DATA FOR THIS EXERCISE
PR #3576, opened 2023-07-12
Zero touch switch config for dev environments

rcgoodfellow:
The primary changes here are for supporting tfportd and other bits of automation for virtual environments that make multi-node setups more automated. You can now launch an omicron development environment without manual switch configuration.

There are also some general robustness fixes in omicron itself that I came across and attempted to fix.

### DIFF
--- a/illumos-utils/src/running_zone.rs
+++ b/illumos-utils/src/running_zone.rs
@@ -1104,6 +1104,7 @@ impl InstalledZone {
         unique_name: Option<Uuid>,
         datasets: &[zone::Dataset],
         filesystems: &[zone::Fs],
+        data_links: &[String],
         devices: &[zone::Device],
         opte_ports: Vec<(Port, PortTicket)>,
         bootstrap_vnic: Option<Link>,
@@ -1140,13 +1141,20 @@ impl InstalledZone {
                     .collect(),
             })?;
 
-        let net_device_names: Vec<String> = opte_ports
+        let mut net_device_names: Vec<String> = opte_ports
             .iter()
             .map(|(port, _)| port.vnic_name().to_string())
             .chain(std::iter::once(control_vnic.name().to_string()))
             .chain(bootstrap_vnic.as_ref().map(|vnic| vnic.name().to_string()))
             .chain(links.iter().map(|nic| nic.name().to_string()))
+            .chain(data_links.iter().map(|x| x.to_string()))
             .collect();
+
+        // There are many sources for device names. In some cases they can
+        // overlap, depending on the contents of user defined config files. This
+        // can cause zones to fail to start if duplicate data links are given.
+        net_device_names.sort();
+        net_device_names.dedup();
 
         Zones::install_omicron_zone(
             log,
--- a/installinator/src/dispatch.rs
+++ b/installinator/src/dispatch.rs
@@ -151,14 +151,16 @@ struct InstallOpts {
     #[clap(long)]
     install_on_gimlet: bool,
 
-    //TODO(ry) how to get this parameter set?
+    //TODO(ry) this probably needs to get plumbed somewhere instead of relying
+    //on a default.
     /// The first gimlet data link to use.
-    #[clap(long)]
+    #[clap(long, default_value = "cxgbe0")]
     data_link0: String,
 
-    //TODO(ry) how to get this parameter set?
+    //TODO(ry) this probably needs to get plumbed somewhere instead of relying
+    //on a default.
     /// The second gimlet data link to use.
-    #[clap(long)]
+    #[clap(long, default_value = "cxgbe1")]
     data_link1: String,
 
     // TODO: checksum?
--- a/installinator/src/dispatch.rs
+++ b/installinator/src/dispatch.rs
@@ -151,6 +151,16 @@ struct InstallOpts {
     #[clap(long)]
     install_on_gimlet: bool,
 
+    //TODO(ry) how to get this parameter set?
+    /// The first gimlet data link to use.
+    #[clap(long)]
+    data_link0: String,
+
+    //TODO(ry) how to get this parameter set?
+    /// The second gimlet data link to use.
+    #[clap(long)]
+    data_link1: String,
+
     // TODO: checksum?
 
     // The destination to write to.
@@ -164,7 +174,8 @@ struct InstallOpts {
 impl InstallOpts {
     async fn exec(self, log: &slog::Logger) -> Result<()> {
         if self.bootstrap_sled {
-            crate::bootstrap::bootstrap_sled(log.clone()).await?;
+            let data_links = [self.data_link0.clone(), self.data_link1.clone()];
+            crate::bootstrap::bootstrap_sled(&data_links, log.clone()).await?;
         }
 
         let image_id = self.artifact_ids.resolve()?;
--- a/sled-agent/src/bin/sled-agent.rs
+++ b/sled-agent/src/bin/sled-agent.rs
@@ -122,9 +122,9 @@ async fn do_run() -> Result<(), CmdError> {
                     // If the rack has already been initialized, we shouldn't
                     // abandon the server.
                     Ok(_)
-                        | Err(
-                            bootstrap_agent::RssAccessError::AlreadyInitialized,
-                        ) => {}
+                    | Err(
+                        bootstrap_agent::RssAccessError::AlreadyInitialized,
+                    ) => {}
                     Err(e) => {
                         return Err(CmdError::Failure(e.to_string()));
                     }
--- a/sled-agent/src/bin/sled-agent.rs
+++ b/sled-agent/src/bin/sled-agent.rs
@@ -105,6 +105,8 @@ async fn do_run() -> Result<(), CmdError> {
                 updates: config.updates.clone(),
             };
 
+            let rss_initiator = config.rss_initiator;
+
             // TODO: It's a little silly to pass the config this way - namely,
             // that we construct the bootstrap config from `config`, but then
             // pass it separately just so the sled agent can ingest it later on.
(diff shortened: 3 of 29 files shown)


rcgoodfellow:
This PR also has a bunch of bespoke config files for my multi-switch/multi-node environment that can be ignored.

sled-agent/src/bin/sled-agent.rs
```diff
@@ -117,16 +119,18 @@ async fn do_run() -> Result<(), CmdError> {
...
-                match server.agent().start_rack_initialize(rss_config) {
-                    // If the rack has already been initialized, we shouldn't
-                    // abandon the server.
-                    Ok(_)
-                    | Err(
-                        bootstrap_agent::RssAccessError::AlreadyInitialized,
-                    ) => {}
-                    Err(e) => {
-                        return Err(CmdError::Failure(e.to_string()));
+            if rss_initiator {
```
rcgoodfellow, line 122: Explicitly calling this change out. For multi-node configs, we now specify in config who the RSS initiator is.

sled-hardware/src/underlay.rs
```diff
@@ -79,7 +74,9 @@ pub fn find_nics() -> Result<Vec<AddrObject>, Error> {
 /// For a real Gimlet, this should return the devices like `cxgbeN`. For a
 /// developer machine, or generally a non-Gimlet, this will return the
 /// VNICs we use to emulate those Chelsio links.
-pub fn find_chelsio_links() -> Result<Vec<PhysicalLink>, Error> {
+pub fn find_chelsio_links(
```
rcgoodfellow, line 77: Moving this from a heuristic over a statically defined set of names to explicit configuration.

In the multi-switch development and testing environments we're building, the data links representing the chelsios may be `ixgbe`, an actual `cxgbe`, or a simnet link.

sled-agent/src/services.rs
```diff
@@ -1904,10 +1928,10 @@ impl ServiceManager {
                     if is_gimlet {
                         // Maghemite for a scrimlet needs to be configured to
                         // talk to dendrite
-                        smfh.setprop("config/dendrite", "true")?;
                         smfh.setprop("config/dpd_host", "[::1]")?;
                         smfh.setprop("config/dpd_port", DENDRITE_PORT)?;
                     }
+                    smfh.setprop("config/dendrite", "true")?;
```
jmpesp, line 1934: I wonder: there isn't a `is_softnpu` that could apply here, right?

sled-agent/src/bin/sled-agent.rs
jmpesp: What about the previous check for if the relevant `config-rss.toml` path? For multi-node configs, this is equivalent to making sure only one node has that file.

sled-hardware/src/underlay.rs
jmpesp: :100:

sled-agent/src/services.rs
rcgoodfellow: My understanding of this `ServiceType::Maghemite { mode } = { ... }` case is that we are exclusively talking about the `mg-ddm` service in the switch zone, and that the maghemite service in the GZ is managed differently somewhere else. With that in mind, I think we always want to be in dendrite mode here. If that's not the case (now I'm paging back into memory that the Canada region does use the kernel routing tables in transit mode), we should have some development-specific configuration for that case, as `is_gimlet` no longer accurately represents that intent.

installinator/src/dispatch.rs
```diff
@@ -150,6 +150,18 @@ struct InstallOpts {
     #[clap(long)]
     install_on_gimlet: bool,
 
+    //TODO(ry) this probably needs to get plumbed somewhere instead of relying
+    //on a default.
+    /// The first gimlet data link to use.
+    #[clap(long, default_value = "cxgbe0")]
```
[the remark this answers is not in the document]
jgallagher: Plumbing things through to installinator before it has network access is pretty tricky - the only path we have right now is via the SP holding a blob of data for us, which is how we send it the sha256 hash of the artifacts it should download (a serialized [InstallinatorImageId](https://github.com/oxidecomputer/omicron/blob/60b6cc205ab3459a825e0a9d2ef69309326a3485/ipcc-key-value/src/lib.rs#L46-L64)). Are we sure defaults aren't okay here? Is it something installinator could infer from inspecting hardware instead of something it needs to be told?

sled-agent/src/bin/sled-agent.rs
rcgoodfellow: I think that could probably work. I'll test it out on my next lap.

installinator/src/dispatch.rs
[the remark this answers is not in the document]
rcgoodfellow: I think the defaults are ok for the product, real gimlets, and development environments that happen to have Chelsio NICs that get numbered `cxgbe0` and `cxgbe1`. If we want to run installinator on lab setups with commodity hardware that have something else like `igb0` and `igb1`, then we'd need to plumb something different in somehow - and I'm not sure how that would work.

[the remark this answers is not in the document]
jgallagher: I'm not sure how installinator in a non-gimlet environment would work at all in the context of a trampoline image, since it fetches the `InstallinatorImageId` over IPCC which only exists on gimlets. We can (and have, for testing) run `installinator` as a standalone binary with a variety of command line args; if these defaults are ok for real gimlets I think have the command line args to override for tests puts this on equal footing with all the other non-gimlet installinator options.

sled-agent/src/bin/sled-agent.rs
rcgoodfellow: I verified this is not needed and have removed this config option. Thanks!

illumos-utils/src/running_zone.rs
```diff
@@ -1041,14 +1042,21 @@ impl InstalledZone {
...
             .chain(bootstrap_vnic.as_ref().map(|vnic| vnic.name().to_string()))
             .chain(links.iter().map(|nic| nic.name().to_string()))
+            .chain(data_links.iter().map(|x| x.to_string()))
             .collect();
 
+        // There are many sources for device names. In some cases they can
+        // overlap, depending on the contents of user defined config files. This
+        // can cause zones to fail to start if duplicate data links are given.
+        net_device_names.sort();
+        net_device_names.dedup();
```
internet-diglett, line 1058: Huh. Didn't know that `Vec` had a `dedup()` method. Nifty!

illumos-utils/src/running_zone.rs
```diff
@@ -1041,14 +1042,21 @@ impl InstalledZone {
...
             })?;
 
-        let net_device_names: Vec<String> = opte_ports
+        let mut net_device_names: Vec<String> = opte_ports
             .iter()
             .map(|(port, _)| port.vnic_name().to_string())
             .chain(std::iter::once(control_vnic.name().to_string()))
             .chain(bootstrap_vnic.as_ref().map(|vnic| vnic.name().to_string()))
             .chain(links.iter().map(|nic| nic.name().to_string()))
+            .chain(data_links.iter().map(|x| x.to_string()))
```
internet-diglett, line 1051: `.chain()` is a a cool pattern I need to add to my repertoire.

sled-hardware/src/underlay.rs
```diff
@@ -24,13 +24,6 @@ pub const BOOTSTRAP_PREFIX: u16 = 0xfdb0;
 /// IPv6 prefix mask for bootstrap addresses.
 pub const BOOTSTRAP_MASK: u8 = 64;
 
-// Names of VNICs used as underlay devices for the xde driver.
-//
-// NOTE: These are only used on non-Gimlet systems. In that case, they are
-// expected to have been created by a run of
-// `./tools/create_virtual_hardware.sh`.
-const XDE_VNIC_NAMES: [&str; 2] = ["net0", "net1"];
```
internet-diglett, line 32: ❤️

tools/install_runner_prerequisites.sh
```diff
@@ -104,6 +104,7 @@ function install_packages {
       'library/postgresql-13'
       'pkg-config'
       'brand/omicron1/tools'
+      'brand/sparse'
```
internet-diglett, line 107: The zone created by the outgoing `create_virtual_hardware.sh` uses an `omicron1` zone (set in the `softnpu-zone.txt`). Do we _need_ to use a `sparse` zone with the new softnpu tooling?

internet-diglett: My memory fails me, but I remember troubleshooting some issue with @jclulow that caused me to switch it from `sparse` to `omicron1`, I think at the time it was because the `sparse` zone relied on `pkg` which [wasn't available in the ramdisk image in CI](https://buildomat.eng.oxide.computer/wg/0/details/01GNTHDT85XRMV9AT5XXYMB3RV/GVMtns2wc4vVF7yOT2BPbH4CrZYoEWYw6K0ktr4PNeskUUQJ/01GNTHE62NHH8DPW2R2MTHVE2V#S332). It seems this may have changed though, because your `deploy` task was successful? 🤔

internet-diglett (approved):
LGTM! Looking forward to kicking the tires on this locally! 😄

tools/install_runner_prerequisites.sh
jclulow: FWIW, the issues that lead me to suggest **omicron1** instead of **sparse** haven't changed, so if it is somehow working in the deploy task ramdisk environment, and it depends on the sparse brand, I don't know how! :D

rcgoodfellow: Yeah this is an artifact from previous attempts, will remove.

TASK ITEM
Give back exactly the lines above, from the line containing "-105,6 +105,8 @@" through the line containing "TODO: It's a", with both end lines and nothing more.

SOLUTION FOR THIS PROBLEM
@@ -105,6 +105,8 @@ async fn do_run() -> Result<(), CmdError> {
                 updates: config.updates.clone(),
             };
 
+            let rss_initiator = config.rss_initiator;
+
             // TODO: It's a little silly to pass the config this way - namely,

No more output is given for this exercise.